NOW THEREFORE, in consideration of the mutual covenants set forth in the above Recitals, with the Recitals incorporated by reference as if fully set forth herein, and for other good and valuable consideration, the receipt and sufficiency of which is acknowledged, the parties agree as follows:

  1. Services by the Company. The Client must provide the Company with an event location that is in a safe, workable condition for the Event. The Company shall provide bartenders in such amounts as is approved by the Client seven (7) days prior to the Event.
  2. Payment. Upon execution of the Agreement, the Client shall pay the Company the event fee in accordance with the Company’s Invoice that has been submitted to the Client herewith the Agreement.
  3. Catering/Food items/Liquor/Refreshments. The Client will pay for the costs of the food, liquor and non-alcoholic refreshments, and glasses for the Event.
  4. Age of Event Guests. The Client represents that all guests at the Event are 21 years of age or older.

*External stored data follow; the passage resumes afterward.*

PR #433, opened 2016-07-15
AMQP-618: Add `contentType` note into JSON Docs

artembilan:
JIRA: https://jira.spring.io/browse/AMQP-618

Also, in the `Jackson2JsonMessageConverter`, wrap `log.warn()` with String concatenation into `log.isWarnEnabled()`


garyrussell:
Merged as 999090f63df91883fd3c5090176d7a67a6879f7c with minor polish.

PR #434, opened 2016-07-15
AMQP-623: Don't eat errors in AbstractAdaptableML

artembilan:
JIRA: https://jira.spring.io/browse/AMQP-623

Previously the `AbstractAdaptableMessageListener.onMessage()` just logged target listener errors without any re-throws to the container.
That makes any default listeners (`MessagingMessageListenerAdapter`) not so useful for MAQP protocol handling.

* Do not use `handleListenerException(Throwable ex)` in the `AbstractAdaptableMessageListener#onMessage(Message)` for consistency with `onMessage(Message, Channel)`.
Any custom implementation may decide to override those method and use `handleListenerException(Throwable ex)` at their own risk.


garyrussell:
Rebased, merged as b338a01ebd4c3a2e99770b63f7aa0550405269a0

PR #438, opened 2016-07-28
AMQP-628: Master to 2.0, SF 5.0

garyrussell:
JIRA: https://jira.spring.io/browse/AMQP-628

Remove log4j Appender (deprecated in 1.6.2).


src/reference/asciidoc/whats-new.adoc
```diff
@@ -1,229 +1,13 @@
 [[whats-new]]
 === What's New
 
-==== Changes in 1.6 Since 1.5
+==== Changes in 2.6 Since 1.5
```
artembilan: Typo: in *2.0* :smile: 

Also I wonder if you are going to address XSD moving to `2.0` as a part of this PR as well .

garyrussell: Oops; yes, of course.

garyrussell:
Pushed

build.gradle
```diff
@@ -79,8 +79,8 @@ subprojects { subproject ->
 	}
 
 	// ensure JDK 6 compatibility
```
artembilan: This isn't true any more :smile: 
Or change it to `8` or just remove altogether!

garyrussell: Remove - thanks

artembilan:
Since we don't have `log4j` code any more, we don't need its dependency. Even if it is `optional`.

I can remove on merge, of course, but would like to hear from you about a general our logging system in project. Right now it is:
```
testCompile "log4j:log4j:$log4jVersion" (1.2.17)
```

SF-5.0 has moved to log4j 2 already.

Different JIRA or we can consider it here as well?

garyrussell:
Yeah - separate JIRA I guess - I was going to suggest going to logback to be consistent with boot but if SF uses log4j2 ...

artembilan:
Done: https://jira.spring.io/browse/AMQP-630

Merging this one with those minor concerns in the `build.gradle`.

artembilan:
Merged as https://github.com/spring-projects/spring-amqp/commit/2ee8c34a8cea2c7f6706943d8092e7d9996ba4fa

PR #444, opened 2016-08-18
AMQP-633: Fix Non-Transactional Template Issue

garyrussell:
JIRA: https://jira.spring.io/browse/AMQP-633

Previously, the `RabbitTemplate` running on a transactional container thread always
used the consumer channel, regardless of whether the template was transactional.

A non-transactional template should not use the container's transactional channel.

Also some polishing around passing the connection factory into `doExecute()`.

__cherry-pick to 1.6.x__

Also tested with a SCSt app that publishes before throwing an exception.


artembilan:
Merged as https://github.com/spring-projects/spring-amqp/commit/b25a3d22e72065b28e8c773fe03c1bd8bed061b3 and cherry-picked.

Issue #1439, opened 2022-03-22
Detect Misconfiguration of Publisher Confirms


garyrussell:
See https://stackoverflow.com/questions/71482356/memory-leak-outgoing-messages-rabbitmq/71578881#71578881

If the `RabbitTemplate` is configured with a confirm listener, ensure that the connection factory is configured for confirms.

PR #1440, opened 2022-03-23
GH-1439: Fix Memory Leak with Misconfiguration

garyrussell:
Resolves https://github.com/spring-projects/spring-amqp/issues/1439

Do not store pending confirms/returns if `RabbitTemplate` has confirms
enabled but the factory does not support confirms.

Suggest review with `?w=1`


artembilan:

PR #1445, opened 2022-03-29
GH-1443: Pull CCF.resetConnection() to CF

garyrussell:
Resolves https://github.com/spring-projects/spring-amqp/issues/1443


artembilan:

Issue #1452, opened 2022-04-20
The BlockingQueueConsumer.checkMissingQueues() should take care properly about connection


artembilan:
There is a dead code in the method:
```
Connection connection = null; // NOSONAR - RabbitUtils                               
Channel channelForCheck = null;                                                      
try {                                                                                
	channelForCheck = this.connectionFactory.createConnection().createChannel(false);
	channelForCheck.queueDeclarePassive(queueToCheck);                               
	if (logger.isInfoEnabled()) {                                                    
		logger.info("Queue '" + queueToCheck + "' is now available");                
	}                                                                                
}                                                                                    
catch (IOException e) {                                                              
	available = false;                                                               
	if (logger.isWarnEnabled()) {                                                    
		logger.warn("Queue '" + queueToCheck + "' is still not available");          
	}                                                                                
}                                                                                    
finally {                                                                            
	RabbitUtils.closeChannel(channelForCheck);                                       
	RabbitUtils.closeConnection(connection);                                         
}
```
That `connection` is never initialized.
It looks like the `this.connectionFactory.createConnection()` result has to be stored in that variable.

PR #1453, opened 2022-04-20
GH-1452: Close Connection in checkMissingQueues

garyrussell:
Resolves https://github.com/spring-projects/spring-amqp/issues/1452

While not a problem with connection factories provided by the framework
(which all ignore `close()`) the code should properly close the connection
after use.


artembilan:

Issue #1455, opened 2022-04-26
Allow StreamRabbitListenerContainerFactory message listeners to retry messages in a standard manner


daniel-bray-sonalake:
**Expected Behavior**

I spotted this when looking into this: [Can StreamRabbitListenerContainerFactory message listeners retry messages?](https://github.com/spring-projects/spring-amqp/discussions/1454)

Retries for deliveries in the classic listener containers is implemented using the advice chain (with a retry interceptor https://docs.spring.io/spring-amqp/docs/current/reference/html/#retry).

So there's no standard way to handle retries as part of the stream container factory, that do exist on the [SimpleMessageListenerContainer](https://docs.spring.io/spring-amqp/api/org/springframework/amqp/rabbit/listener/SimpleMessageListenerContainer.html)

**Current Behavior**

There is currently no advice chain support in the StreamListenerContainer.

**Context**

There are workarounds - suggested in the [Can StreamRabbitListenerContainerFactory message listeners retry messages?](https://github.com/spring-projects/spring-amqp/discussions/1454) - but it pushes the retry logic out into all the `@RabbitListener`s, instead of keeping it central.

PR #1456, opened 2022-04-26
GH-1455: AdviceChain on Stream Listener Container

garyrussell:
Resolves https://github.com/spring-projects/spring-amqp/issues/1455

Add an advice chain to the stream listener container and its factory.
Add a `StreamMessageRecoverer` for native stream messages.
Add a retry interceptor to work with native stream messages.

**cherry-pick to 2.4.x**

(What's New? will conflict so I left it out - will polish it in both branches after merge).

### DIFF
--- a/spring-rabbit-stream/src/main/java/org/springframework/rabbit/stream/listener/StreamListenerContainer.java
+++ b/spring-rabbit-stream/src/main/java/org/springframework/rabbit/stream/listener/StreamListenerContainer.java
@@ -165,6 +165,7 @@ public class StreamListenerContainer implements MessageListenerContainer, BeanNa
 	/**
 	 * Set an advice chain to apply to the listener.
 	 * @param advices the advice chain.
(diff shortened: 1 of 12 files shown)


spring-rabbit-stream/src/main/java/org/springframework/rabbit/stream/listener/StreamListenerContainer.java
```diff
@@ -154,6 +161,17 @@ public void setAutoStartup(boolean autoStart) {
 	public boolean isAutoStartup() {
 		return this.autoStartup;
 	}
+
+	/**
+	 * Set an advice chain to apply to the listener.
+	 * @param advices the advice chain.
```
artembilan, line 167: `@since 2.4.5` ?

artembilan (changes requested):

artembilan:

Issue #1459, opened 2022-05-17
Enhanced configurability for micrometer utilization in AbstractMessageListenerContainer


jo-george:
**Expected Behavior**

It should be possible to configure the default behavior and disable utilization of micrometer in context of the AMQP integration, particularly the `AbstractMessageListenerContainer`, before it even attempts to establish the micrometer support via creating a `MicrometerHolder`. A convenient way would be the possibility to configure the attribute `AbstractMessageListenerContainer.micrometerEnabled` and set it to false during the initialization, if needed.

If the case, that multiple instances of `MeterRegistry`s are available in the application context, is actually relevant and not just a theoretical case, it should be possible to specify the particular `MeterRegistry` (instantiable) subclass via configuration.

**Current Behavior**

Currently, the utilization of micrometer by the `AbstractMessageListenerContainer` is enabled by default when micrometer (or rather `io.micrometer.core.instrument.MeterRegistry`) is found on the classpath. So, when micrometer is used by any part of the application, it is also enabled by default for the *MessageListenerContainers, even if not wanted or not needed.

Additionally, during instantiation of the `MicrometerHolder` there is an assumption that only a single instance of `MeterRegistry` can be present in the application context. Technically, it might be possible to have more than one `MeterRegistry` and in that case it is not possible to specify, which particular `MeterRegistry` should be used and the message "No micrometer registry present" would also be misleading in that case. 

**Context**

In our application, we're collecting some business related metrics using an `InfluxMeterRegistry` which should not automatically be used in context of our RabbitMQ integration via spring-amqp. The most convenient way, at least for us, to avoid this utilization would be to make `AbstractMessageListenerContainer.micrometerEnabled` configurable, so we could just configure it to be false.

Setting the `AbstractMessageListenerContainer.micrometerEnabled` attribute to false at the right moment during bean initialization via customized post-processing seems not to be possible, at least in our case, where the `SimpleMessageListenerContainer` is created and also initialized (including afterPropertiesSet()) as part of the call `invokeInitMethods(beanName, wrappedBean, mbd);` inside `AbstractAutowireCapableBeanFactory.initializeBean(...)` while the post-processings are applied right before and right after this whole step. Actually, a post-processing between creation and initialization, probably as a part of the `ListenerContainerFactoryBean` would be needed to programmatically set the `micrometerEnabled` flag which seems to be currently not in place for the instantiation of `SimpleMessageListenerContainer`s.

garyrussell:
[...]

PR #1460, opened 2022-05-17
GH-1459: Improve MeterRegistry Discovery

garyrussell:
Resolves https://github.com/spring-projects/spring-amqp/issues/1459

**cherry-pick to 2.4.x**

### DIFF
--- a/spring-rabbit/src/main/java/org/springframework/amqp/rabbit/listener/MicrometerHolder.java
+++ b/spring-rabbit/src/main/java/org/springframework/amqp/rabbit/listener/MicrometerHolder.java
@@ -1,0 +1,142 @@
+/*
+ * Copyright 2022 the original author or authors.
+ *
+ * Licensed under the Apache License, Version 2.0 (the "License");
+ * you may not use this file except in compliance with the License.
+ * You may obtain a copy of the License at
+ *
+ *      https://www.apache.org/licenses/LICENSE-2.0
+ *
+ * Unless required by applicable law or agreed to in writing, software
+ * distributed under the License is distributed on an "AS IS" BASIS,
+ * WITHOUT WARRANTIES OR CONDITIONS OF ANY KIND, either express or implied.
+ * See the License for the specific language governing permissions and
+ * limitations under the License.
+ */
+
+package org.springframework.amqp.rabbit.listener;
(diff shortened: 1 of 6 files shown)


spring-rabbit/src/main/java/org/springframework/amqp/rabbit/listener/MicrometerHolder.java
```diff
@@ -0,0 +1,142 @@
...
+	private final Map<String, String> tags;
+
+	private final String listenerId;
+
+	MicrometerHolder(@Nullable ApplicationContext context, String listenerId, Map<String, String> tags) {
+		if (context == null) {
+			throw new IllegalStateException("No micrometer registry present");
+		}
+		Map<String, MeterRegistry> registries = context.getBeansOfType(MeterRegistry.class, false, false);
+		registries = filterRegistries(registries, context);
```
artembilan, line 58: I wonder why does `ObjectProvider.getIfUnique()` not work for us here:
```

	/**
	 * Return an instance (possibly shared or independent) of the object
	 * managed by this factory.
	 * @return an instance of the bean, or {@code null} if not available or
	 * not unique (i.e. multiple candidates found with none marked as primary)
	 * @throws BeansException in case of creation errors
	 * @see #getObject()
	 */
	@Nullable
	T getIfUnique() throws BeansException;
```
?

artembilan (changes requested):

spring-rabbit/src/main/java/org/springframework/amqp/rabbit/listener/MicrometerHolder.java
garyrussell: Where do we get one from?

artembilan: `ApplicationContext.getBeanProvider(Class<T> requiredType)`

garyrussell: Oh, I didn't know about that; I've only seen them in the context of auto wiring. Cool.

artembilan:

Issue #1465, opened 2022-06-16
RabbitMQ Super Streams with Single Active Consumer


garyrussell:
Add support for super streams.

artembilan:
I'm reopening this one since it fails on CI https://build.spring.io/chain/result/viewChainResult.action?planKey=AMQP-MAIN&buildNumber=1656 and locally for me as well.
Somehow this super stream is not consumed at all.
When I make this change to the test:
```
			container.setQueueNames("ss.sac.test-0");
//			container.superStream("ss.sac.test", "test");
```
I got some interactivity:
```
(Body:'foo' MessageProperties [headers={}, contentType=text/plain, contentEncoding=UTF-8, contentLength=0, deliveryMode=PERSISTENT, expiration=0, priority=0, deliveryTag=0])
(Body:'foo' MessageProperties [headers={}, contentType=text/plain, contentEncoding=UTF-8, contentLength=0, deliveryMode=PERSISTENT, expiration=0, priority=0, deliveryTag=0])
(Body:'foo' MessageProperties [headers={}, contentType=text/plain, contentEncoding=UTF-8, contentLength=0, deliveryMode=PERSISTENT, expiration=0, priority=0, deliveryTag=0])
```
Which means that setup is OK, but super stream feature doesn't work.
Perhaps something else has to be configured in the environment...

I'm disabling `SuperStreamSACTests` for time being.

Thank you!

acogoluegnes:
@artembilan The test passes on my machine with

```shell
./gradlew :spring-rabbit-stream:test --tests "org.springframework.rabbit.stream.listener.SuperStreamSACTests"
```

I suspect you're having an old Docker image in your cache, try to delete it and run the test again:

```shell
docker rmi pivotalrabbitmq/rabbitmq-stream
```

It may be the same on CI.

artembilan:
Thank you, @acogoluegnes !

That really works.

I had to do it manually though:
```
docker rmi pivotalrabbitmq/rabbitmq-stream
docker logout
docker pull pivotalrabbitmq/rabbitmq-stream
```

Because Testcontainers somehow cannot pull the image for me - `invalid credentials` 😢 .

Will ask Trevor to remove that image from our CI Docker.

eddumelendez:
@artembilan maybe time to upgrade from testcontainers `1.15.3` to `1.17.3`. IIRC the issue you are having should be solved by now.

artembilan:
Thank you, @eddumelendez !

[...]

PR #1466, opened 2022-06-16
GH-1465: Part 1: Provision Super Streams over AMQP

garyrussell:
See https://github.com/spring-projects/spring-amqp/issues/1465

Inspired by https://github.com/rabbitmq/rabbitmq-stream-java-client/blob/29b1a3eca72c8e3f719db4fd9fafdf503f37ea20/src/test/java/com/rabbitmq/stream/impl/TestUtils.java#L244-L276

cc/ @acogoluegnes

### DIFF
--- a/spring-rabbit-stream/src/main/java/org/springframework/rabbit/stream/config/SuperStream.java
+++ b/spring-rabbit-stream/src/main/java/org/springframework/rabbit/stream/config/SuperStream.java
@@ -1,0 +1,63 @@
+/*
+ * Copyright 2022 the original author or authors.
+ *
+ * Licensed under the Apache License, Version 2.0 (the "License");
+ * you may not use this file except in compliance with the License.
+ * You may obtain a copy of the License at
+ *
+ *      https://www.apache.org/licenses/LICENSE-2.0
+ *
+ * Unless required by applicable law or agreed to in writing, software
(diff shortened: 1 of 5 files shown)


spring-rabbit-stream/src/main/java/org/springframework/rabbit/stream/config/SuperStream.java
```diff
@@ -0,0 +1,63 @@
...
+		String[] rks = IntStream.range(0, partitions).mapToObj(String::valueOf).toArray(String[]::new);
+		declarables.add(new DirectExchange(name, true, false, Map.of("x-super-stream", true)));
+		for (int i = 0; i < partitions; i++) {
+			String rk = rks[i];
+			Queue q = new Queue(name + "-" + rk, true, false, false, Map.of("x-queue-type", "stream"));
+			declarables.add(q);
+			declarables.add(new Binding(q.getName(), DestinationType.QUEUE, name, rk,
+					Map.of("x-stream-partition-order", i)));
+		}
+		return declarables.toArray(new Declarable[0]);
```
artembilan, line 60: Looks like there is `Declarables(Collection<? extends Declarable> declarables)` ctor to avoid this `toArray()` conversion.

artembilan (changes requested):
Any docs, please?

If there will be any guests at the Event who are younger than 21 years of age, the Client must inform the Company at the beginning of the Event and the Company must approve of their attendance.
  5. Confidentiality. The terms and the very existence of this Agreement shall remain strictly confidential. Both parties agree not to disclose any of the terms of this Agreement whether generally or specifically, to any third party, except as may be required by a party’s accountants or insurers, or by order of a court of competent jurisdiction.
  6. Force Majeure. Neither party shall be liable for any failure to perform its obligations pursuant to this Agreement where such failure is as a result of Acts of God (including, without limitation, fire, flood, earthquake, storm, hurricane or other natural disaster), inclement weather, war, invasion, act of foreign enemies, hostilities (whether war is declared or not), civil war, rebellion, revolution, insurrection, military or usurped power or confiscation, terrorist activities, nationalization, government sanction, blockage, embargo, strike, lockout or material interruption or failure of electricity (or telephone service), which makes such party’s performance under this Agreement illegal or impossible to perform (a “Force Majeure Event”). The party prevented from performing pursuant to a Force Majeure Event shall provide the other party with prompt written notice of such delay and shall take all reasonably necessary steps to resume full performance in a timely manner. Notwithstanding the foregoing, if a party’s performance is prevented as a result of a Force Majeure Event, then the other party may terminate this Agreement upon delivery of written notice to the non-performing party with no liability whatsoever
  7. Indemnification Obligations of the Client. The Client agrees to indemnify, defend and hold harmless the Company and its members, managers, officers, directors, shareholders, agents, employees, contractors, and their respective successors and assigns from and against all Claims arising out of or relating to any third party Claim alleging: (i) any breach of any terms, conditions, representations or warranties made by, or obligation of, the Client in this Agreement; (ii) unauthorized or illegal acts or omissions by the Client and/or the Client’s guests at the event; and (iii) any property damage, death or personal injury caused by the gross negligence or willful acts, of the Client and/or the Client’s guests at the event.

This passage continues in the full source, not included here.